*** Begin section ***

PR #10477, opened 2017-12-28
Treat fields as readonly when bound with null setter

### LINKED ISSUE #10476: Bindings without setter should initialize field as read only
When binding a field with a null setter or to a property with no 
accessible setter the bounded field is not marked as readonly 
even if it is implicitly readonly from Binder point of view.

Currently a developer must set such fields as readonly manually
after binding; this could be done automatically by `BindingBuilder.bind`
invoking `HasValue.setReadOnly(true)` for null setter binding.

This was also discussed in #10252; here's a quote by @Legioth regarding this argument

> A potential follow-up, which should probably be implemented separately, would be that field.setReadOnly(true) would be automatically called when creating a binding with a null or no-op setter. In most cases, existing application code is probably already doing setReadOnly(true) for such fields now. There is however also a small risk that the field component is changed to not emit any new values in some other way, and automatically calling setReadOnly(true) might cause some unintended side effects.

mcollovati:
Fields bound with a null setter or to a property
with no accessible setter will be marked as readonly
Fixes #10476

---
This change is [Reviewable](https://reviewable.io/reviews/vaadin/framework/10477)

### DIFF
--- a/server/src/main/java/com/vaadin/data/Binder.java
+++ b/server/src/main/java/com/vaadin/data/Binder.java
@@ -228,6 +228,10 @@ public class Binder<BEAN> implements Serializable {
          * binder.forField(nameField).bind(Person::getName, Person::setName);
          * </pre>
          *
+         * <p>
+         * <strong>Note:</strong> when a {@code null} setter is given the field will be
+         * marked as readonly by invoking ({@link HasValue::setReadOnly}.
+         *
          * @param getter
          *            the function to get the value of the property to the
          *            field, not null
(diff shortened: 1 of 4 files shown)


mcollovati:
`DateTextHandlingTest.testSpecialValue` fails because field is bound with a null setter in `DateTextHandling`, so the field is readonly and does not accept inputs.

```java
binder.forField(dateField).withStatusLabel(errorLabel).bind(o -> dateField.getValue(), null);
```
May I replace the null setter with a no-op one in `DateTextHandling`?
```java
binder.forField(dateField).withStatusLabel(errorLabel).bind(o -> dateField.getValue(), (aVoid, date) -> {});
```

tsuoanttila:
Replace with no-op setter in `DataTextHandling`. Other than that :lgtm:

---

Reviewed 1 of 3 files at r1.
Review status: 1 of 3 files reviewed at latest revision, all discussions resolved, some commit checks failed.

---



*Comments from [Reviewable](https://reviewable.io:443/reviews/vaadin/framework/10477#-:-L1WM2YP4K5pV20Rh7my:b5w515u)*

tsuoanttila:
Reviewed 2 of 3 files at r1, 1 of 1 files at r2.

---



*Comments from [Reviewable](https://reviewable.io:443/reviews/vaadin/framework/10477)*

PR #10491, opened 2018-01-03
Documentation: Change example to use imported class

anasmi:
In the  example in chapter "Client side application entry point", change
the used class from Button to VButton, as VButton is imported.
Otherwise, the import should be changed to google one's.

---
This change is [Reviewable](https://reviewable.io/reviews/vaadin/framework/10491)

### DIFF
--- a/documentation/clientsideapp/clientsideapp-entrypoint.asciidoc
+++ b/documentation/clientsideapp/clientsideapp-entrypoint.asciidoc
@@ -26,7 +26,7 @@ public class MyEntryPoint implements EntryPoint {
     @Override
     public void onModuleLoad() {
         // Create a button widget
-        Button button = new Button();
+        VButton button = new VButton();
         button.setText("Click me!");
         button.addClickHandler(new ClickHandler() {
             @Override


tsuoanttila:
Reviewed 1 of 1 files at r1.

---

*** End section ***

Make an exact copy of the listing shown above.

PR #10477, opened 2017-12-28
Treat fields as readonly when bound with null setter

### LINKED ISSUE #10476: Bindings without setter should initialize field as read only
When binding a field with a null setter or to a property with no 
accessible setter the bounded field is not marked as readonly 
even if it is implicitly readonly from Binder point of view.

Currently a developer must set such fields as readonly manually
after binding; this could be done automatically by `BindingBuilder.bind`
invoking `HasValue.setReadOnly(true)` for null setter binding.

This was also discussed in #10252; here's a quote by @Legioth regarding this argument

> A potential follow-up, which should probably be implemented separately, would be that field.setReadOnly(true) would be automatically called when creating a binding with a null or no-op setter. In most cases, existing application code is probably already doing setReadOnly(true) for such fields now. There is however also a small risk that the field component is changed to not emit any new values in some other way, and automatically calling setReadOnly(true) might cause some unintended side effects.

mcollovati:
Fields bound with a null setter or to a property
with no accessible setter will be marked as readonly
Fixes #10476

---
This change is [Reviewable](https://reviewable.io/reviews/vaadin/framework/10477)

### DIFF
--- a/server/src/main/java/com/vaadin/data/Binder.java
+++ b/server/src/main/java/com/vaadin/data/Binder.java
@@ -228,6 +228,10 @@ public class Binder<BEAN> implements Serializable {
          * binder.forField(nameField).bind(Person::getName, Person::setName);
          * </pre>
          *
+         * <p>
+         * <strong>Note:</strong> when a {@code null} setter is given the field will be
+         * marked as readonly by invoking ({@link HasValue::setReadOnly}.
+         *
          * @param getter
          *            the function to get the value of the property to the
          *            field, not null
(diff shortened: 1 of 4 files shown)


mcollovati:
`DateTextHandlingTest.testSpecialValue` fails because field is bound with a null setter in `DateTextHandling`, so the field is readonly and does not accept inputs.

```java
binder.forField(dateField).withStatusLabel(errorLabel).bind(o -> dateField.getValue(), null);
```
May I replace the null setter with a no-op one in `DateTextHandling`?
```java
binder.forField(dateField).withStatusLabel(errorLabel).bind(o -> dateField.getValue(), (aVoid, date) -> {});
```

tsuoanttila:
Replace with no-op setter in `DataTextHandling`. Other than that :lgtm:

---

Reviewed 1 of 3 files at r1.
Review status: 1 of 3 files reviewed at latest revision, all discussions resolved, some commit checks failed.

---



*Comments from [Reviewable](https://reviewable.io:443/reviews/vaadin/framework/10477#-:-L1WM2YP4K5pV20Rh7my:b5w515u)*

tsuoanttila:
Reviewed 2 of 3 files at r1, 1 of 1 files at r2.

---



*Comments from [Reviewable](https://reviewable.io:443/reviews/vaadin/framework/10477)*

PR #10491, opened 2018-01-03
Documentation: Change example to use imported class

anasmi:
In the  example in chapter "Client side application entry point", change
the used class from Button to VButton, as VButton is imported.
Otherwise, the import should be changed to google one's.

---
This change is [Reviewable](https://reviewable.io/reviews/vaadin/framework/10491)

### DIFF
--- a/documentation/clientsideapp/clientsideapp-entrypoint.asciidoc
+++ b/documentation/clientsideapp/clientsideapp-entrypoint.asciidoc
@@ -26,7 +26,7 @@ public class MyEntryPoint implements EntryPoint {
     @Override
     public void onModuleLoad() {
         // Create a button widget
-        Button button = new Button();
+        VButton button = new VButton();
         button.setText("Click me!");
         button.addClickHandler(new ClickHandler() {
             @Override


tsuoanttila:
Reviewed 1 of 1 files at r1.

---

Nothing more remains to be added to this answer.